[Opening DATA PROVIDED section]

Issue #7382, opened 2025-06-12
[Subtask] Implement operations for model version with multiple URIs


xiaozcy:
### Describe the subtask

Implement operations for model version with multiple URIs.

### Parent issue

#7363

Issue #7436, opened 2025-06-19
[Subtask] Implement REST APIs for model version with multiple URIs


xiaozcy:
### Describe the subtask

Implement REST APIs for model version with multiple URIs.

### Parent issue

#7363

joonseolee:
@xiaozcy 

I’ve been handling only simple issues so far, but I wanted to focus on something more challenging, so I was looking for a ticket.  

Should I implement the REST APIs using the already developed features from ticket #7382 ?
I'm not sure which REST APIs need to be implemented — should I refer to ticket [#6893](https://github.com/apache/gravitino/issues/6893) for guidance?

xiaozcy:
Hi @joonseolee, thanks for following this issue, I'm already woking on it and will finish it soon, maybe you can start with some other issues.

PR #7622, opened 2025-07-09
[#7382] feat(model): Implement operations for model version with multiple URIs

xiaozcy:

This PR implements operations for model version with multiple URIs.

Fix: #7382 

No.

UT.

### DIFF
--- a/catalogs/catalog-model/src/main/java/org/apache/gravitino/catalog/model/ModelCatalogOperations.java
+++ b/catalogs/catalog-model/src/main/java/org/apache/gravitino/catalog/model/ModelCatalogOperations.java
@@ -28,8 +28,8 @@ import java.time.Instant;
 import java.util.HashSet;
 import java.util.List;
 import java.util.Map;
+import java.util.Optional;
 import java.util.Set;
-import org.apache.commons.lang3.StringUtils;
 import org.apache.gravitino.Catalog;
 import org.apache.gravitino.Entity;
 import org.apache.gravitino.EntityAlreadyExistsException;
@@ -235,19 +235,6 @@ public class ModelCatalogOperations extends ManagedSchemaOperations
       throws NoSuchModelException, ModelVersionAliasesAlreadyExistException {
     NameIdentifierUtil.checkModel(ident);
 
-    if (uris == null || uris.isEmpty()) {
-      throw new IllegalArgumentException("At least one URI needs to be set for the model version");
-    }
-    uris.forEach(
-        (name, uri) -> {
-          if (StringUtils.isBlank(name)) {
-            throw new IllegalArgumentException("URI name must not be blank");
-          }
-          if (StringUtils.isBlank(uri)) {
-            throw new IllegalArgumentException("URI must not be blank for name: " + name);
-          }
-        });
-
     StringIdentifier stringId = StringIdentifier.fromProperties(properties);
     Preconditions.checkArgument(stringId != null, "Property string identifier should not be null");
 
@@ -288,7 +275,7 @@ public class ModelCatalogOperations extends ManagedSchemaOperations
     NameIdentifierUtil.checkModel(ident);
     NameIdentifier modelVersionIdent = NameIdentifierUtil.toModelVersionIdentifier(ident, version);
 
-    return internalGetModelVersionUri(ident, modelVersionIdent, uriName);
+    return internalGetModelVersionUri(ident, modelVersionIdent, Optional.ofNullable(uriName));
   }
 
   @Override
@@ -297,7 +284,7 @@ public class ModelCatalogOperations extends ManagedSchemaOperations
     NameIdentifierUtil.checkModel(ident);
     NameIdentifier modelVersionIdent = NameIdentifierUtil.toModelVersionIdentifier(ident, alias);
 
-    return internalGetModelVersionUri(ident, modelVersionIdent, uriName);
+    return internalGetModelVersionUri(ident, modelVersionIdent, Optional.ofNullable(uriName));
   }
 
   @Override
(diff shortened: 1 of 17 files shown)


jerryshao:
Hi @xiaozcy this PR is too big to review, I would suggest to split into some small PRs, like moving event related codes to another PR, which will be easy to review.

xiaozcy:
@jerryshao OK, I'll split it up later.

xiaozcy:
@jerryshao Please help review #7674 first, I will rebase this branch after it is merged.

jerryshao:
@xiaozcy I have left some comments in #7674 , please check it, thanks.

xiaozcy:
Hi @jerryshao, this PR is ready for review, thanks.

catalogs/catalog-model/src/main/java/org/apache/gravitino/catalog/model/ModelCatalogOperations.java
```diff
@@ -226,13 +228,26 @@ public ModelVersion getModelVersion(NameIdentifier ident, String alias)
...
+    uris.forEach(
+        (name, uri) -> {
+          if (StringUtils.isBlank(name)) {
+            throw new IllegalArgumentException("URI name must not be blank");
+          }
+          if (StringUtils.isBlank(uri)) {
+            throw new IllegalArgumentException("URI must not be blank for name: " + name);
+          }
+        });
+
```
jerryshao: I think we should do an such check when we received the request, not postpone to here.

catalogs/catalog-model/src/main/java/org/apache/gravitino/catalog/model/ModelCatalogOperations.java
```diff
@@ -524,6 +557,48 @@ private ModelVersion internalGetModelVersion(NameIdentifier ident) {
...
+    // If the default uri name is not set for the model version, try to get the default uri name
+    // from the model properties
+    Map<String, String> modelProperties = getModel(modelIdent).properties();
+    if (modelProperties.containsKey(ModelVersion.PROPERTY_DEFAULT_URI_NAME)) {
+      String defaultUriName = modelProperties.get(ModelVersion.PROPERTY_DEFAULT_URI_NAME);
+      return getUriByName(uris, defaultUriName, modelVersionIdent);
+    }
+
+    throw new IllegalArgumentException("Either uri name of default uri name should be provided");
```
jerryshao: “Either...or...”

jerryshao: Can you please also add the uri name to the exception message.

catalogs/catalog-model/src/test/java/org/apache/gravtitino/catalog/model/TestModelCatalogOperations.java
```diff
@@ -637,6 +630,171 @@ public void testLinkAndListModelVersionInfos() {
...
+    Assertions.assertEquals("u1", ops.getModelVersionUri(modelIdent, "alias2", "n1"));
+    Assertions.assertEquals("u2", ops.getModelVersionUri(modelIdent, "alias2", "n2"));
+
+    // Test get uri without uri name
+    Assertions.assertThrows(
+        IllegalArgumentException.class, () -> ops.getModelVersionUri(modelIdent, 0, null));
+    Assertions.assertThrows(
+        IllegalArgumentException.class, () -> ops.getModelVersionUri(modelIdent, "alias1", null));
+    Assertions.assertThrows(
+        IllegalArgumentException.class, () -> ops.getModelVersionUri(modelIdent, "alias2", null));
```
jerryshao, line 676: Do we support “null” uri name?

catalogs/catalog-model/src/main/java/org/apache/gravitino/catalog/model/ModelCatalogOperations.java
```diff
@@ -524,6 +557,48 @@ private ModelVersion internalGetModelVersion(NameIdentifier ident) {
     }
   }
 
+  private String internalGetModelVersionUri(
+      NameIdentifier modelIdent, NameIdentifier modelVersionIdent, String uriName) {
```
jerryshao: Do we support "null" uriName, if so, I would suggest using `Optional<String>` to define this argument to make the code more clear.

catalogs/catalog-model/src/main/java/org/apache/gravitino/catalog/model/ModelCatalogOperations.java
xiaozcy: OK, I'll remove these checks for now add them when REST API is supported later(#7436).

catalogs/catalog-model/src/main/java/org/apache/gravitino/catalog/model/ModelCatalogOperations.java
xiaozcy: The exception here will only be thrown when the uri name is not specified, how about change the message to "The default uri name needs to be set when the uri name is not specified"?

catalogs/catalog-model/src/test/java/org/apache/gravtitino/catalog/model/TestModelCatalogOperations.java
xiaozcy: Yes, the default uri name is not set in this test case, so `IllegalArgumentException` will be thrown here.

catalogs/catalog-model/src/main/java/org/apache/gravitino/catalog/model/ModelCatalogOperations.java
xiaozcy: Done.

catalogs/catalog-model/src/main/java/org/apache/gravitino/catalog/model/ModelCatalogOperations.java
jerryshao: OK.

xiaozcy:
Hi @jerryshao, CI seems to have been cancelled for unknown reasons, could you please help re-trigger it?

[Closing DATA PROVIDED section]

TASK DETAILS: Your reply should hold every line from the data that contains "Either", copied in full.

ANSWER AREA:
+    throw new IllegalArgumentException("Either uri name of default uri name should be provided");
jerryshao: “Either...or...”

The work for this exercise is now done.